Rachel Bertol escreve para “O Globo”:
O ano de 2006 é o tudo ou nada para os gestores de políticas do livro e da leitura no governo Lula:
em ano eleitoral, corre-se para aprovar, até o fim de março, a Agência Nacional de Leitura, órgão paraestatal que funcionará nos moldes de entidades privadas como o Sebrae, de incentivo a microempresas, ou o Serviço de Responsabilidade Social na Indústria (Sesi).
A principal meta é difundir o hábito de ler, através de ações variadas, como o apoio a bibliotecas, a capacitação de profissionais, a realização de pesquisas.

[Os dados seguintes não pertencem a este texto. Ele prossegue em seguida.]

PR #72, opened 2017-11-28
Release 0.2.1 

nivemaham:
Introduces `catalog server` to share `source-type specifications` provided here. This introduces new properties to uniquely identify a specification version by the combination of `vendor`, `model`, `version`. These three properties are required to create a source-type on ManagementPortal of RADAR. 

The catalog server can be run from `radar-schema-tools` with `serve -p <port>`


nivemaham:
This PR is closed and will be merged from intermediate branch following the usual practice.

PR #75, opened 2017-11-29
version specific specs

nivemaham:
Added version-ed specifications to support client-apps.


blootsvoets:
Note: there has to be a change in the Java validator. It expects PHQ8 to always be there, but that was replaced by aRMT.

PR #81, opened 2017-11-30
Add armt thincit schemas

### LINKED ISSUE #71: Add all schemas and topics for active RMT app and thinc it
Currently only one questionnaire topic and schema is added. We need to add the topics and schemas for all the topics

yatharthranjan:
closes #71


commons/active/thincit/thinc_it_pdq.avsc
```diff
@@ -0,0 +1,29 @@
+{
+  "namespace": "org.radarcns.active.thincit",
+  "type": "record",
+  "name": "ThincItPdq",
+  "doc": "THINC-it Assessment derived from PDQ5.",
+  "fields": [
+    { "name": "time", "type": "double", "doc": "Timestamp in UTC (s) when the test is submitted to the subject." },
+    { "name": "timeCompleted", "type": "double", "doc": "Timestamp in UTC (s) when the subject completes the test." },
+    { "name": "score", "type": "int", "doc": "THINC-it index score - 0 to 4000." },
+    { "name": "questionOne", "type":
```
blootsvoets: Is there a possibility that not all questions are answered? In that case, the questions should probably be made type nullable `["null", {"type": "enum" ...}]`, with `"default": null`.

yatharthranjan: I don't think it will be null. It only sends info after everything is complete. I will update it in any case just to be safe.

PR #86, opened 2018-01-09
Added aggregate list and name to double aggregate

blootsvoets:
This way, aggregates can be identified and there is a general list. This eases conversion to MongoDB and subsequently the REST API.


commons/stream/aggregator/aggregate_list.avsc
```diff
@@ -0,0 +1,10 @@
+{
+  "namespace": "org.radarcns.stream.aggregator",
+  "type": "record",
+  "name": "AggregateList",
+  "doc": "Result of data aggregation.",
```
nivemaham: Maybe a more specific doc for this would help to have a clear idea why we moved to this schema.

PR #91, opened 2018-01-16
Source statistics

blootsvoets:
Make separate SourceStatistics class to monitor statistics about sources in the Backend.


java-sdk/radar-schemas-tools/src/main/java/org/radarcns/schema/specification/stream/StreamDataTopic.java
```diff
@@ -27,12 +25,14 @@
     private Unit unit;
 
     @JsonProperty("input_topic")
-    @NotBlank
     private String inputTopic;
 
     @JsonProperty("topic_base")
```
nivemaham: LGTM. Just curious. What is the `topic_base` ? Main topics devices stream to and  streams consume from ?

blootsvoets: `input_topic` could be `android_empatica_e4_inter_beat_interval` and `topic_base` could be `android_empatica_e4_heart_rate`, with `windowed: true`. Then the output topics would become `android_empatica_e4_heart_rate_10sec`, `android_empatica_e4_heart_rate_10min`, etc.

nivemaham: Thought so.

PR #101, opened 2018-02-21
add schema and spec for active audio

yatharthranjan:


commons/active/opensmile/open_smile_2_audio_analysis.avsc
```diff
@@ -6,6 +6,8 @@
   "fields": [
     {"name": "time", "type": "double", "doc": "Device timestamp in UTC (s)."},
     { "name": "timeCompleted", "type": "double", "doc": "Timestamp in UTC (s) when subject completes the audio questionnaire." },
-    {"name": "data", "type": ["null", "string"], "doc": "Audio features computed by openSMILE recorded in Base64 format.", "default": null}
+    {"name": "config", "type": ["null", "string"], "doc": "OpenSMILE configuration file.", "default": null},
```
blootsvoets: Perhaps explicitly say config file contents? Or config file identifier, where the questionnaire app makes it completely clear what the possible identifiers are?

commons/active/opensmile/open_smile_2_audio_analysis.avsc
```diff
@@ -6,6 +6,8 @@
...
+    {"name": "format", "type": ["null", "string"], "doc": "Format of the recorded data.", "default": null},
```
blootsvoets: Is this audio format? If this is an analysis, will it have a format? What available formats are there? E.g. link to Android audio output file formats, or state that this means for example csv file.

blootsvoets:
@kerzmaximilian what is raw audio? Is that a WAV format? Then that is the format that should be stated in format. Also, if this is meant to just contain WAV audio, perhaps rename it to opensmile2audio instead and state so in the documentation. Unless it is unambiguously clear what data is contained in these records, automatic processing is almost impossible to do. Note that by using the Android media recorder with mpeg compression, recording, file transfers and data storage will be much more efficient.

blootsvoets:
There might be another way to unambiguously state the contents of the audio, just by listing the mime type. For 3GPP this is `audio/3gpp`, for MPEG-4 this is `audio/mp4`, for WAV it is `audio/wav`.

Btw, there is a standard [Cordova plugin for audio recording](https://cordova.apache.org/docs/en/latest/reference/cordova-plugin-media-capture/#capturecaptureaudio) as well. It records the file with content and metadata, which includes a MIME-type:
> type: The file's mime type (DOMString)

yatharthranjan:
Hi Joris, the audio format could be for example - wav, mpeg, etc. Also `Cordova plugin for audio recording` cannot be used since it opens up a new interface which we do not want. We need the users to read the text on the aRMT app screen. Should I just add the types as example in the docs for format field?

yatharthranjan:
Continued in #104

PR #104, opened 2018-02-22
Audio active suggestion

blootsvoets:
Updated suggestion to #101, would this be a workable solution for you @kerzmaximilian @yatharthranjan?


yatharthranjan:
When will the 'questionnaire_audio_recording.avsc' be used ?? The aRMT will always encode the recorded data using opensmile and then post it to kafka. Otherwise looks good to me

blootsvoets:
@yatharthranjan How about this update, with `OpenSmile2AudioRecording`? I've added a `reciteText` property, or is that always the same?

yatharthranjan:
Looks good to me. What about you @kerzmaximilian ?

PR #111, opened 2018-03-01
updated repository to include fitbit schemas

mbegalevibrent:
activity steps, heart rate and sleep from fitbit API


mbegalevibrent:
@yatharthranjan -- confirming you see these!

commons/passive/fitbit/fitbit_activity_steps.avsc
```diff
@@ -0,0 +1,29 @@
...
+            "doc": "Type of data coming from fitbit intraday API, (e.g. heart rate)"
+        },{
+            "name": "datasetInterval",
+            "type": "int",
+            "doc":  "Chronological window size (e.g. 1)"
+        },{
+            "name": "datasetType",
+            "type": "string",
+            "doc": "Chronological window unit (e.g. 'minute')"
+        },{
```
blootsvoets: Could `datasetInterval` and `datasetType` be merged to a `interval` or `window` field, type `double`, containing `Chronological window size (s).`?

commons/passive/fitbit/fitbit_heart_rate.avsc
```diff
@@ -0,0 +1,30 @@
...
+            "type": "string",
+            "doc": "Chronological window unit (e.g. 'minute')"
+        },{
+            "name": "time",
+            "type": "string",
+            "doc": "Hours, minutes, seconds of start of interval (e.g. 00:33:00)"
+        },{
+            "name": "value",
+            "type": "int",
+            "doc":"Heart rate BPM value"
```
blootsvoets: Could be `Heart rate (bpm).`

commons/passive/fitbit/fitbit_sleep_classic.avsc
```diff
@@ -0,0 +1,25 @@
...
+        },{
+            "name": "level",
+            "type": "string",
+            "doc": "Level of sleep, 'awake', 'restless', or 'asleep'"
+        },{
+            "name": "dateTime",
+            "type": "string",
+            "doc": "Hours, minutes, seconds of start of interval"
+        },{
+            "name": "seconds",
```
blootsvoets: would something like `sleepDuration` be more informative?

commons/passive/fitbit/fitbit_sleep_classic.avsc
```diff
@@ -0,0 +1,25 @@
...
+  "doc": "Classic sleep data as defined at https://dev.fitbit.com/build/reference/web-api/sleep/",
+  "fields": [
+        {
+            "name": "type",
+            "type": "string",
+            "doc": "Type of data coming from fitbit intraday API, (e.g. sleep classic)"
+        },{
+            "name": "level",
+            "type": "string",
+            "doc": "Level of sleep, 'awake', 'restless', or 'asleep'"
```
blootsvoets: If this is not expected to change, I'd propose to make this an enum instead
```json
"type": {
   "name": "SleepStageLevel",
   "type": "enum",
   "symbols": ["DEEP", "LIGHT", "REM", "AWAKE", "RESTLESS", "ASLEEP", "UNKNOWN"],
   "doc": "Sleep level."
},
"doc": "Level of sleep.",
"default": "UNKNOWN"
```
I don't know how `restless` compares to `light` sleep, are there duplicated definitions in this symbol list?

commons/passive/fitbit/fitbit_sleep_stages.avsc
```diff
@@ -0,0 +1,25 @@
+{
+  "namespace": "org.radarcns.passive.fitbit",
+  "type": "record",
+  "name": "FitbitSleepStages",
```
blootsvoets: The fields of this schema seem identical to the ones in the `FitbitSleepClassic` schema. Is that intentional? Could we just use one schema `FitbitSleep`, and send the data to two topics (`fitbit_sleep_classic` and `fitbit_sleep_stages`)?

commons/passive/fitbit/fitbit_activity_steps.avsc
```diff
@@ -0,0 +1,29 @@
...
+            "name": "time",
+            "type": "string",
+            "doc": "Hours, minutes, seconds of start of interval (e.g. 00:33:00)"
+        },{
+            "name": "value",
+            "type": "int",
+            "doc":"Steps taken in this meriod"
```
blootsvoets: Is this steps taken? If so, could you please rename the field to `stepCount` or `steps`?

commons/passive/fitbit/fitbit_activity_steps.avsc
```diff
@@ -0,0 +1,29 @@
+{
+  "namespace": "org.radarcns.passive.fitbit",
+  "type": "record",
+  "name": "FitbitIntradayHeartRate",
+  "doc": "Intra day heart rate data from fitbit device",
+    "fields": [
+        {
+            "name": "type",
+            "type": "string",
+            "doc": "Type of data coming from fitbit intraday API, (e.g. heart rate)"
```
blootsvoets: Is this always steps? In that case, this field can be removed. Additional schemas could be made to accommodate other data types. If this schema is meant to be more general, perhaps rename it to something like `FitbitIntradayMetric` instead. Even then, perhaps the data can differ based on the topic it was sent to, e.g. `fitbit_intraday_heart_rate` or `fitbit_intraday_steps`, and the type field would not be necessary.

commons/passive/fitbit/fitbit_activity_steps.avsc
```diff
@@ -0,0 +1,29 @@
+{
+  "namespace": "org.radarcns.passive.fitbit",
+  "type": "record",
+  "name": "FitbitIntradayHeartRate",
```
blootsvoets: Rename to `FitbitActivitySteps`

commons/passive/fitbit/fitbit_heart_rate.avsc
```diff
@@ -0,0 +1,30 @@
+{
+  "namespace": "org.radarcns.passive.fitbit",
+  "type": "record",
+  "name": "FitbitIntradayHeartRate",
+  "doc": "Intra day heart rate data from fitbit device",
+    "fields": [
+        {
+            "name": "type",
+            "type": "string",
+            "doc": "Type of data coming from fitbit intraday API, (e.g. heart rate)"
```
blootsvoets: Is this always heart rate? In that case, this field can be removed. Additional schemas could be made to accommodate other data types. If this schema is meant to be more general, perhaps rename it to something like `FitbitIntradayMetric` instead. Even then, perhaps the data can differ based on the topic it was sent to, e.g. `fitbit_intraday_heart_rate` or `fitbit_intraday_steps`, and the type field would not be necessary.

commons/passive/fitbit/fitbit_heart_rate.avsc
```diff
@@ -0,0 +1,30 @@
...
+        },
+        {
+            "name": "datasetInterval",
```
blootsvoets: Could datasetInterval and datasetType be merged to a `interval` or `window` field, type `double`, containing `Chronological window size (s).`?

blootsvoets:
I see that the schema guidelines are not all in the same place. I'll move them from https://github.com/RADAR-base/RADAR-Schemas/tree/master/java-sdk/radar-schemas-tools to the main `README`.

yatharthranjan:
@mbegalevibrent I agree with @blootsvoets that wherever possible to use a generic schema, please just use one file for schema like - 

```avsc
/connector/fitbit/fitbit_intraday_generic.avsc
{
  "namespace": "org.radarcns.passive.fitbit",
  "type": "record",
  "name": "FitbitIntradayGeneric",
  "doc": "Intra day data from fitbit device",
    "fields": [
        {
            "name": "type",
            "type": "string",
            "doc": "Type of data coming from fitbit intraday API, (e.g. heart rate)"
        },
        {
            "name": "datasetInterval",
            "type": "int",
            "doc":  "Chronological window size (e.g. 1)"
        },{
            "name": "datasetType",
            "type": "string",
            "doc": "Chronological window unit (e.g. 'minute')"
        },{
            "name": "time",
            "type": "string",
            "doc": "Hours, minutes, seconds of start of interval (e.g. 00:33:00)"
        },{
            "name": "value",
            "type": "int",
            "doc":"Data value"
        }
  ]
}
```

And then in the specifications you can just do something like -

```
fitbit-1.0.0.yml

name: fitbit
vendor: fitbit
model: fitbit-connector
version: 1.0.0
data:
  - type: HEARTRATE
    topic: fitbit_intraday_heart_rate
    value_schema: .connector.fitbit.FitbitIntradayGeneric
  - type: STEPS
    topic: fitbit_intraday_steps
    value_schema: .connector.fitbit.FitbitIntradayGeneric


```

commons/passive/fitbit/fitbit_sleep_stages.avsc
yatharthranjan: Yes I agree. There is no need for two schemas

commons/passive/fitbit/fitbit_sleep_classic.avsc
yatharthranjan: Yes this is intentional since the fitbit API provides 2 measures of sleep based on processing data in 30 seconds interval and 60 seconds interval

yatharthranjan: Quoting the Fitbit WEB API 
```
This endpoint supports two kinds of sleep data:

stages : Levels data is returned with 30-second granularity. 'Sleep Stages' levels include deep, light, rem, and wake.

classic : Levels data returned with 60-second granularity. 'Sleep Pattern' levels include asleep, restless, and awake.
```

blootsvoets: Perhaps, this one can be named `FitbitSleepPattern` then, and the other still `FitbitSleepStage`?

blootsvoets:
@yatharthranjan On the contrary, I'd prefer not to merge the intraday measures. The contents of data are much more meaningful if the pertaining metadata and naming is added to the schema, rather than creating a generic container that does not really describe the data. The alternative is to have a generic schema and then needing to add a lot of metadata fields to describe the actual contents of the record.

yatharthranjan:
@blootsvoets Hmm. I don't see a lot of metadata right now. But if it is going to be something a lot like the Questions definitions in aRMT then definitely using different schemas makes more sense.

blootsvoets:
Metadata for me would be documentation on the unit used, the type of data collected. Having a column name `heartRate` instead of `value` seems useful to me, and extensible in case Fitbit adds more information to heart rate specifically.

yatharthranjan:
Okay agreed. In order to acommodate future changes best to have the separate schemas. 
BTW, **right now** the intraday data is basically a timeseries and contains a format like - 
```
    "activities-heart-intraday": {
        "dataset": [
            {
                "time": "00:00:00",
                "value": 64
            },
            {
                "time": "00:00:10",
                "value": 63
            },
            {
                "time": "00:00:20",
                "value": 64
            },
            {
                "time": "00:00:30",
                "value": 65
            },
            {
                "time": "00:00:45",
                "value": 65
            }
        ],
        "datasetInterval": 1,
        "datasetType": "second"
    }
```

and same for steps - 

```
"activities-steps-intraday":{
        "dataset":[
            {"time":"00:00:00","value":0},
            {"time":"00:01:00","value":0},
            {"time":"00:02:00","value":0},
            {"time":"00:03:00","value":0},
            {"time":"00:04:00","value":0},
            {"time":"00:05:00","value":287},
            {"time":"00:06:00","value":287},
            {"time":"00:07:00","value":287},
            {"time":"00:08:00","value":287},
            {"time":"00:09:00","value":287},
            {"time":"00:10:00","value":0},
            {"time":"00:11:00","value":0},
        ],
        "datasetInterval":1,
        "datasetType": "minute"
    }
```

So thats why I thought that just the topic name should be enough to distinguish.

mbegalevibrent:
I appreciate the spirit of these updates--the issue is that the UTC of the participant profile is not necessarily the UTC of the collected intraday data from a historical perspective.

"time" as a field cannot be guaranteed from a UTC perspective per the fitbit API--the data itself doesn't include information about timezone.

This works for prospective data, not retrospective data.

blootsvoets:
@mbegalevibrent do you mean that the timezone in the participant profile is not updated? The zone ID in their example at least does represent a DST-independent zone, e.g. `America/Los_Angeles`, meaning that for a given date-time and zone ID, there is a unique calculation to UTC. Or would this be a problem particularly when a participant travels?

mbegalevibrent:
Whether a participant travels or if they are near time zone borders or if their timezone is locked and they travel--more importantly, it's just that we can't know anything other than the relative time to the participant's device, not in UTC.  Does that make sense?

blootsvoets:
After a bit of searching, indeed this is an [open "bug"/missing feature](https://community.fitbit.com/t5/Web-API-Development/Clarification-on-time-zones-and-date-time-values/td-p/925255) in the Fitbit API. However, if we want to do any comparison between the Fitbit data and other data, we need the data in UTC. Note that the people who made the bug report to Fitbit are from OpenMHealth, one of the RADAR schemas inspirations.

Proposal:
- keep the time field `time`, and by mapping time stamps + configured zone ID to UTC. Rationale: it gives us a heuristic to sort most of the records in the correct bins (i.e. we assume that the timezone gives us the correct data in most cases). This logic is used in Kafka Streams, the MongoDB connector, REST API and HDFS connector.
- use `timezoneOffset` in any analyses that require the date-time reported by Fitbit. Regardless of whether the value for `time` was the correct UTC timestamp, `time + timzoneoffset` is equal to the date-time reported by Fitbit, it is a one-to-one mapping.

mbegalevibrent:
What about some slight modifications:

- keep the time field time, containing the mapping of local date time + configured zone ID to UTC. 
Rationale understood: In the schema documentation we need to ensure that this UTC isn't "valid" but based on an artificial calculation. I propose that we update this based on the expiration of the OAuth tokens (i.e. check for any updates and make it a "Best Guess"), so th

- use timezoneOffset in any analyses that require the date-time reported by Fitbit. Regardless of whether the value for time was the correct UTC timestamp, time + timzoneoffset is equal to the date-time reported by Fitbit, it is a one-to-one mapping.
Counter proposal:
 - Add a profile schema and polling route that gives us daily awareness of the timezone
 - Update connector to prefer push notifications

- we document the fact that the Fitbit API does not provide reliable time mappings, i.e., that the value of time may be incorrect but we have no way of knowing for which entries that is the case. Note that if location data is also tracked, you could choose to disregard data that is gathered far from the original source.
File a new bug report or append to the above one to note that we also require this feature.

blootsvoets:
That would be analogous to the pRMT phone streams as proposed, with all topics publishing to time, and a single application status topic mapping to timezone. My only preference for including the timezone offset in these records would be that combined with time, you have at least one reliable time point per record, without merging it with another stream. In the phone streams, all records have a reliable time point, and adding the time zone just adds some information. Perhaps adding a `timeOfDay` field with seconds since midnight could substitute for that? The new polling route + schema would be good as well.

yatharthranjan:
I agree. The Local date time+zone ID in UTC along with profile info should work from data analysis point of view. Timeofday as received from fitbit should also be included. And is the time and timeReceived both used here ?

blootsvoets:
Ok, the full list of fields for heart rate would then be `time`, `timeReceived`, `localTimeOfDay`, `timeInterval`, `heartRate` and there would be an additional timezone topic with a schema`time`, `offset` fields?

mbegalevibrent:
I was able to reach the fitbit team and was provided access to an undocumented but stable process for requesting UTC values. I propose we revert to the last proposed schemas discussed before identifying the UTC issue, work for you @blootsvoets @yatharthranjan?

yatharthranjan:
@mbegalevibrent that is great news. The current schemas in this PR are based on UTC timestamps. Please make any changes required. Also does this also include the UTC offset value ?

Os recursos virão da cadeia produtiva (editoras, distribuidores, livreiros, gráficas) que tem uma dívida social com o país:
no fim de 2004, o setor se beneficiou da isenção total de impostos e, em troca, se comprometeu a contribuir com 1% de suas vendas para um fundo de estímulo à leitura — o qual, mais de um ano depois, só recebeu cerca de R$ 1 milhão até agora, segundo o governo.
Isso num universo potencial de contribuições que se estima em R$ 85 milhões.
“Mas a Agência ainda não foi criada. Com a proximidade da aprovação do projeto, muitas empresas já começaram a contribuir de maneira mais efetiva. Foram as próprias empresas que sugeriram a contribuição voluntária”, afirma Galeno Amorim, presidente do conselho diretivo do Vivaleitura, nome dado às atividades do ano ibero-americano de leitura, em 2005.
Criação do Selo Pró-Leitura de responsabilidade social
No primeiro ano, estima-se que a Agência receberá R$ 45 milhões da cadeia produtiva, valor que poderá subir para R$ 85 milhões no segundo.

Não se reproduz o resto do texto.